== Description of the task ==
When a line of the records contains "fine", copy it.

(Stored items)
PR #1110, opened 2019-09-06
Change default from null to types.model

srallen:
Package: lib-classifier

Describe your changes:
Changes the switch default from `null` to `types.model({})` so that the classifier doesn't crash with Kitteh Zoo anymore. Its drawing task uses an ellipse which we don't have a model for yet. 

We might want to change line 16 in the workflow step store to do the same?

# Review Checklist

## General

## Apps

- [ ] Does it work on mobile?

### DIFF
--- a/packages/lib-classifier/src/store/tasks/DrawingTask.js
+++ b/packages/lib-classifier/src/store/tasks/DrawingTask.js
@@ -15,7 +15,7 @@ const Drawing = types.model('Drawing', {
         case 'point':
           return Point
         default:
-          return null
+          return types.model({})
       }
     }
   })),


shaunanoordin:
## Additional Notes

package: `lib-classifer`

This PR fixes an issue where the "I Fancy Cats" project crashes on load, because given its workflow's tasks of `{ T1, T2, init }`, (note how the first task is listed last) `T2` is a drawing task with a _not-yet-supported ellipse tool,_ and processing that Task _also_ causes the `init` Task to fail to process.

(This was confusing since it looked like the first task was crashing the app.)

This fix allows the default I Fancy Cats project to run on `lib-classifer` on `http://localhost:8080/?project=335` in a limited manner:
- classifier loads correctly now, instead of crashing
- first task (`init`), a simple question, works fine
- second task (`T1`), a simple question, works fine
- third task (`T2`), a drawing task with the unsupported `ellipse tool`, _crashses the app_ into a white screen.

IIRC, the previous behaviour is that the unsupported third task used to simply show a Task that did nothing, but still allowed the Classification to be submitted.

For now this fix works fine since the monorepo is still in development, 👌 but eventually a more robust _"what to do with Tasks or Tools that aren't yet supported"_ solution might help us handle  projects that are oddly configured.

...

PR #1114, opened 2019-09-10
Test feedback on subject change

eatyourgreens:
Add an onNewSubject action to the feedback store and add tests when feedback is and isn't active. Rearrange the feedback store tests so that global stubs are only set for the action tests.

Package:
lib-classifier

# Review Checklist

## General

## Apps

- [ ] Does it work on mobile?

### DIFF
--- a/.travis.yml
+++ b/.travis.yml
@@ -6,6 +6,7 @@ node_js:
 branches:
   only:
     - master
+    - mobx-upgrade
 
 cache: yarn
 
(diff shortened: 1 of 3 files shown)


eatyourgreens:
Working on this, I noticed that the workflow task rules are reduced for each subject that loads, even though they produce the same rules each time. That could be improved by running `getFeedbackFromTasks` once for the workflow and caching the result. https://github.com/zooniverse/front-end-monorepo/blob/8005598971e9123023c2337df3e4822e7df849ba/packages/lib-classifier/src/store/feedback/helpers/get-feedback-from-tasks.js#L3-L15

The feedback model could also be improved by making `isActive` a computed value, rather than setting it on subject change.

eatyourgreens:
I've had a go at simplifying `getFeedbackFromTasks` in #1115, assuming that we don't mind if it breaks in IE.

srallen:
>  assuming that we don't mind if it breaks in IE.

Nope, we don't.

== The answer ==
- first task (`init`), a simple question, works fine
- second task (`T1`), a simple question, works fine
For now this fix works fine since the monorepo is still in development, 👌 but eventually a more robust _"what to do with Tasks or Tools that aren't yet supported"_ solution might help us handle  projects that are oddly configured.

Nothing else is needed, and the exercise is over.